Androgen receptor (AR) signaling is widely considered to be the most important molecular signaling pathway for PCa. And androgen deprivation therapy (ADT) is the most common therapeutic strategy offered to patients with locally advanced and metastatic PCa [32]. While a majority of patients initially respond to ADT, most will eventually develop castration resistance [33]. When PCa patients relapse after ADT, the disease is said to have progressed to castration-resistant prostate cancer (CRPC). In CRPC, second generation ADTs like abiraterone acetate are commonly used and they are generally effective [34]. Abiraterone acetate inhibits androgen biosynthesis and has been widely used to treat hormone-sensitive metastatic PCa [35]. However, some CRPC patients are initially unresponsive to second generation ADTs, such as abiraterone acetate. Other CRPC patients may develop secondary resistance to abiraterone acetate after initial responsiveness. This is a very important clinical problem for which an urgent solution is required. The solution to either primary or secondary castration resistance in CRPC patients on secondary generation ADTs like abiraterone lies in understanding the molecular mechanisms of resistance to abiraterone. Here, we make a significant contribution to addressing this important clinical problem by demonstrating, for the first time, that PVT1 exon 9 overexpression confers resistance to abiraterone acetate. Thus, indicating that PVT1 exon 9 overexpression is a novel mechanism of castration resistance, and hence progression, in PCa.

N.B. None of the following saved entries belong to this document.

PR #859, opened 2019-03-25
Player lifecycle improvements

paulbalaji:
#### Description
- remove hardcoded player creator entity id (UTY-1687)
- if no player creator entity ids recorded, query for them
- when sending player creation request, send to a random player creation entity
- cleaned up schema (UTY-1626)
- improved `AddPlayerLifecycleComponents` signature, constructing client access attribute in the helper (UTY-1431)
- tidied up playground PlayerTemplate
- updated default snapshot to have more than one player creator

#### Tests
- [x] local playground
- [x] cloud playground

#### Documentation
- [x] changelog
- [x] https://github.com/spatialos/gdk-for-unity/pull/869

#### Primary reviewers


workers/unity/Packages/com.improbable.gdk.playerlifecycle/Systems/PlayerCreation/SendCreatePlayerRequestSystem.cs
```diff
@@ -29,18 +35,29 @@ protected override void OnCreateManager()
...
+            var playerCreatorCount = playerCreatorEntityIds.Count;
+            if (playerCreatorCount > 0)
+            {
+                commandSystem.SendCommand(new PlayerCreator.CreatePlayer.Request(
+                    playerCreatorEntityIds[Random.Range(0, playerCreatorCount)],
+                    new CreatePlayerRequestType(serializedArgumentsCache)));
+                return true;
+            }
+
+            Debug.LogWarning("Unable to send player creation request: no player creator entities found yet.");
```
jamiebrynes7: I don't think this warning is particularly useful here - as a user I'd rather you queued my request and send it when it was found.

This warning should be thrown (as an error) if the query fails to find any matching entities (more than once).

workers/unity/Packages/com.improbable.gdk.playerlifecycle/Systems/PlayerCreation/SendCreatePlayerRequestSystem.cs
```diff
@@ -29,18 +35,29 @@ protected override void OnCreateManager()
             commandSystem = World.GetExistingManager<CommandSystem>();
             logDispatcher = workerSystem.LogDispatcher;
 
+            playerCreatorEntityIds = new List<EntityId>();
```
jamiebrynes7: This can just be done in the declaration

workers/unity/Packages/com.improbable.gdk.playerlifecycle/Systems/PlayerCreation/SendCreatePlayerRequestSystem.cs
```diff
@@ -51,8 +68,48 @@ private void RetryCreatePlayerRequest()
         protected override void OnUpdate()
         {
             if (PlayerLifecycleConfig.AutoRequestPlayerCreation && !initializationGroup.IsEmptyIgnoreFilter)
+            {
+                sendAutoPlayerCreationRequest = true;
```
jamiebrynes7: Why is this conditional on `!initializationGroup.IsEmptyIgnoreFilter` ?

workers/unity/Packages/com.improbable.gdk.playerlifecycle/Systems/PlayerCreation/SendCreatePlayerRequestSystem.cs
```diff
@@ -51,8 +68,48 @@ private void RetryCreatePlayerRequest()
...
+            }
+
+            if (playerCreatorEntityIds.Count == 0)
```
jamiebrynes7: Invert the if to reduce nesting. If this is `0` I don't think we should even attempt to send the request?

workers/unity/Packages/com.improbable.gdk.playerlifecycle/Systems/PlayerCreation/SendCreatePlayerRequestSystem.cs
```diff
@@ -51,8 +68,48 @@ private void RetryCreatePlayerRequest()
...
+            {
+                if (!playerCreatorQueryId.HasValue)
+                {
+                    playerCreatorQueryId = commandSystem.SendCommand(new WorldCommands.EntityQuery.Request
+                    {
+                        EntityQuery = new EntityQuery
```
jamiebrynes7: Can cache this query as it doesn't change

workers/unity/Packages/com.improbable.gdk.playerlifecycle/Systems/PlayerCreation/SendCreatePlayerRequestSystem.cs
paulbalaji: to prevent against the case where `AutoRequestPlayerCreation` is true but the worker hasn't connected yet

workers/unity/Packages/com.improbable.gdk.playerlifecycle/Systems/PlayerCreation/SendCreatePlayerRequestSystem.cs
paulbalaji: atm we don't as there's a return at the end of this `if`

workers/unity/Packages/com.improbable.gdk.playerlifecycle/Systems/PlayerCreation/SendCreatePlayerRequestSystem.cs
jamiebrynes7: That should never be the case - these systems are always created after the worker is created. Ideally they should be internal and only accessible through the helpers

workers/unity/Packages/com.improbable.gdk.playerlifecycle/Systems/PlayerCreation/SendCreatePlayerRequestSystem.cs
jamiebrynes7: Ah right - still would be cleaner if inverted

workers/unity/Packages/com.improbable.gdk.playerlifecycle/Systems/PlayerCreation/SendCreatePlayerRequestSystem.cs
```diff
@@ -11,16 +14,26 @@ namespace Improbable.Gdk.PlayerLifecycle
...
         private ILogDispatcher logDispatcher;
 
-        private ComponentGroup initializationGroup;
-
         private byte[] serializedArgumentsCache;
 
+        private bool playerRequestQueued;
+        private int playerCreationAttempts = 0;
+
+        private int playerCreatorQueryAttempts = 0;
```
jamiebrynes7: Unnecessary initialization

workers/unity/Packages/com.improbable.gdk.playerlifecycle/Systems/PlayerCreation/SendCreatePlayerRequestSystem.cs
```diff
@@ -11,16 +14,26 @@ namespace Improbable.Gdk.PlayerLifecycle
...
+        private long? playerCreatorQueryId;
+
+        private readonly List<EntityId> playerCreatorEntityIds = new List<EntityId>();
+
+        private readonly EntityQuery playerCreatorQuery = new EntityQuery
+        {
+            Constraint = new ComponentConstraint(PlayerCreator.ComponentId),
+            ResultType = new SnapshotResultType()
```
jamiebrynes7: Isn't the other result type more appropriate? We don't care about the data within the entity - just the ID

workers/unity/Packages/com.improbable.gdk.playerlifecycle/Systems/PlayerCreation/SendCreatePlayerRequestSystem.cs
```diff
@@ -11,16 +14,26 @@ namespace Improbable.Gdk.PlayerLifecycle
...
 
-        private ComponentGroup initializationGroup;
-
         private byte[] serializedArgumentsCache;
 
+        private bool playerRequestQueued;
+        private int playerCreationAttempts = 0;
+
+        private int playerCreatorQueryAttempts = 0;
+        private long? playerCreatorQueryId;
```
jamiebrynes7: Nit - just for clarity lets call this `playerCreatorEntityQueryId`

workers/unity/Packages/com.improbable.gdk.playerlifecycle/Systems/PlayerCreation/SendCreatePlayerRequestSystem.cs
```diff
@@ -29,48 +42,116 @@ protected override void OnCreateManager()
...
 
-            for (var i = 0; i < responses.Count; i++)
-            {
-                ref readonly var response = ref responses[i];
-                if (response.StatusCode == StatusCode.AuthorityLost)
+                for (var i = 0; i < responses.Count; i++)
                 {
-                    RetryCreatePlayerRequest();
+                    ref readonly var response = ref responses[i];
+                    if (response.StatusCode == StatusCode.AuthorityLost)
```
jamiebrynes7: Can you ever get `AuthorityLost` back from a world command..? That doesn't make a ton of sense

workers/unity/Packages/com.improbable.gdk.playerlifecycle/Systems/PlayerCreation/SendCreatePlayerRequestSystem.cs
```diff
@@ -29,48 +42,116 @@ protected override void OnCreateManager()
...
+                    {
+                        RetryCreatePlayerRequest();
+                    }
+                    else if (response.StatusCode != StatusCode.Success)
```
jamiebrynes7: Surely a timeout status code warrants a retry? I'd recommend expanding this into a switch-case and grouping retry-able failures into a block that fall through into the Retry invocation.

workers/unity/Packages/com.improbable.gdk.playerlifecycle/Systems/PlayerCreation/SendCreatePlayerRequestSystem.cs
```diff
@@ -29,48 +42,116 @@ protected override void OnCreateManager()
...
+                        logDispatcher.HandleLog(LogType.Error, new LogEvent(
+                            $"Create player request failed: {response.Message}"
+                        ));
+                    }
                 }
-                else if (response.StatusCode != StatusCode.Success)
+            }
+            else
+            {
+                var entityQueryResponses = commandSystem.GetResponses<WorldCommands.EntityQuery.ReceivedResponse>();
```
jamiebrynes7: Small nit we can refactor these so Update is just: 

```csharp
if (playerCreatorEntityIDs.Count >0) 
{
	HandleCreateEntity();
}
else
{
	HandleEntityQueryResponses();
}
```

or similar for legibilities sake

workers/unity/Packages/com.improbable.gdk.playerlifecycle/Systems/PlayerCreation/SendCreatePlayerRequestSystem.cs
```diff
@@ -29,48 +42,116 @@ protected override void OnCreateManager()
...
+                for (var i = 0; i < entityQueryResponses.Count; i++)
                 {
-                    logDispatcher.HandleLog(LogType.Error, new LogEvent(
-                        $"Create player request failed: {response.Message}"
-                    ));
+                    ref readonly var response = ref entityQueryResponses[i];
+                    if (response.RequestId == playerCreatorQueryId)
```
jamiebrynes7: Can invert the if to reduce nesting

workers/unity/Packages/com.improbable.gdk.playerlifecycle/Systems/PlayerCreation/SendCreatePlayerRequestSystem.cs
```diff
@@ -29,48 +42,116 @@ protected override void OnCreateManager()
...
+                    {
+                        if (response.StatusCode == StatusCode.Success && response.Result != null)
```
jamiebrynes7: I think one of the contracts from the Worker SDK is that if the response is a success, the Result cannot be null

workers/unity/Packages/com.improbable.gdk.playerlifecycle/Systems/PlayerCreation/SendCreatePlayerRequestSystem.cs
```diff
@@ -29,48 +42,116 @@ protected override void OnCreateManager()
...
+        private void QueryForPlayerCreators()
+        {
+            playerCreatorQueryId = commandSystem.SendCommand(new WorldCommands.EntityQuery.Request
+            {
+                EntityQuery = playerCreatorQuery
+            });
+            ++playerCreatorQueryAttempts;
         }
 
         public void RequestPlayerCreation(byte[] serializedArguments = null)
```
jamiebrynes7: If a user calls this inbetween a retry attempt - we end up overriding the parameters? 

user says: send request with params A
request A1 sent
request A1 fails 
request A2 sent
user says: send request with params B
request A2 fails
request B1 sent
--- request A lost to the void ---

Is that acceptable? 

Should we allow users to call this multiple times? Should we retry request A N times until final failure and then do request B or do they run concurrently? 

Not sure on the use cases here

workers/unity/Packages/com.improbable.gdk.playerlifecycle/Systems/PlayerCreation/SendCreatePlayerRequestSystem.cs
paulbalaji: Using the `CountResultType` only returns the number of entities that match the query

to get the entity IDs we have to get the full dictionary of results and ignore the values

workers/unity/Packages/com.improbable.gdk.playerlifecycle/Systems/PlayerCreation/SendCreatePlayerRequestSystem.cs
paulbalaji: this isn't a world command - it's our own `CreatePlayer` command that'll be handled by whatever worker is authoritative over the player creator entity

the `CreateEntity` world command is different (and is handled by a server worker)

workers/unity/Packages/com.improbable.gdk.playerlifecycle/Systems/PlayerCreation/SendCreatePlayerRequestSystem.cs
paulbalaji: I've updated it now so that once a request with args A has been requested, any further requests (ie B in your example) will not be considered until A succeeds, fails concretely or finishes retrying.

I reckon doing this + giving the option to manually enable/disable retries + perhaps giving a callback option for success/failure is probably more flexible and better for the user

workers/unity/Packages/com.improbable.gdk.playerlifecycle/Systems/PlayerCreation/SendCreatePlayerRequestSystem.cs
jamiebrynes7: That's annoying 😕

workers/unity/Packages/com.improbable.gdk.playerlifecycle/PlayerLifecycleHelper.cs
```diff
@@ -10,17 +10,14 @@ namespace Improbable.Gdk.PlayerLifecycle
     public static class PlayerLifecycleHelper
     {
         public static void AddPlayerLifecycleComponents(EntityTemplate template,
-            string workerId,
-            string clientAccess,
+            string clientWorkerId,
```
jamiebrynes7: While we are here - shall we add XML docs to this?

workers/unity/Packages/com.improbable.gdk.playerlifecycle/Systems/PlayerCreation/SendCreatePlayerRequestSystem.cs
```diff
@@ -29,49 +45,157 @@ protected override void OnCreateManager()
...
+                playerCreatorEntityQueryId = null;
+
+                if (response.StatusCode == StatusCode.Success)
+                {
+                    playerCreatorEntityIds.AddRange(response.Result.Keys);
+                }
+                else if (playerCreatorQueryRetries < PlayerLifecycleConfig.MaxPlayerCreatorQueryRetries)
+                {
+                    logDispatcher.HandleLog(LogType.Warning, new LogEvent(
+                        $"Retrying player creator query, attempt {playerCreatorQueryRetries}."
```
jamiebrynes7: This will log `attempt 0` the first time it is ran 😉

CHANGELOG.md
```diff
@@ -2,6 +2,13 @@
 
 ## Unreleased
 
+### Changed
```
jamiebrynes7: Add an entry under `Added`, the `EntityTemplate` static helper

CHANGELOG.md
```diff
@@ -2,6 +2,13 @@
...
+
+- Tidied up the player lifecycle module:
+  - It now dynamically queries for player creator entities, and sends requests to a random one each time. This removes the reliance on a hardcoded player creator Entity ID.
+  - Removed the `Type` suffix from player lifecycle schema types.
+  - Removed `clientAccess` from `AddPlayerLifecycleComponents` signature, now constructing the client access attribute within the helper.
```
jamiebrynes7: Add this to a `Breaking Changes` section

CHANGELOG.md
```diff
@@ -2,6 +2,13 @@
 
 ## Unreleased
 
+### Changed
+
+- Tidied up the player lifecycle module:
```
jamiebrynes7: Can probably drop this heading

workers/unity/Packages/com.improbable.gdk.playerlifecycle/Systems/PlayerCreation/SendCreatePlayerRequestSystem.cs
```diff
@@ -29,49 +45,171 @@ protected override void OnCreateManager()
...
-            var request = new CreatePlayerRequestType(serializedArguments);
-            var createPlayerRequest = new PlayerCreator.CreatePlayer.Request(playerCreatorEntityId, request);
-            commandSystem.SendCommand(createPlayerRequest);
+            playerCreationRequestQueued = true;
+        }
+
+        private void SendCreatePlayerRequest()
+        {
+            playerCreationRequestId = commandSystem.SendCommand(new PlayerCreator.CreatePlayer.Request(
+                playerCreatorEntityIds[Random.Range(0, playerCreatorEntityIds.Count)],
```
zeroZshadow: This might need a comment

workers/unity/Packages/com.improbable.gdk.playerlifecycle/Systems/PlayerCreation/SendCreatePlayerRequestSystem.cs
```diff
@@ -29,49 +45,171 @@ protected override void OnCreateManager()
...
                 ref readonly var response = ref responses[i];
-                if (response.StatusCode == StatusCode.AuthorityLost)
+                if (response.RequestId != playerCreationRequestId)
                 {
-                    RetryCreatePlayerRequest();
+                    continue;
                 }
-                else if (response.StatusCode != StatusCode.Success)
+
+                playerCreationRequestId = null;
```
zeroZshadow: This might need a comment as to what this does (clear the nullable id, and why)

In conclusion, our results indicate that PVT1 exon 9 is overexpressed in PCa. This study has provided novel evidence that PVT1 exon 9 is able to induce increased cell proliferation and migration of prostate epithelial cells. The observed PVT1 exon 9-induced hyperproliferation may be accomplished through its observed regulatory effect on PCNA expression. Importantly, PVT1 exon 9 overexpression is able to induce malignant transformation of prostate epithelial cells and PCa initiation in vivo. The observed PVT1 exon 9-dependent tumors were invasive and expansile prostatic carcinomas with squamous metaplasia. Of significant clinical relevance, overexpression of PVT1 exon 9 in prostate epithelial cells confers castration resistance. Consequently, we report for the first time, that an alternatively spliced long noncoding transcript from PVT1 exon 9 is involved in PCa initiation, invasion, and castration resistance. Therefore, PVT1 exon 9 may have clinical applications as a diagnostic and prognostic biomarker, or as a therapeutic target in PCa.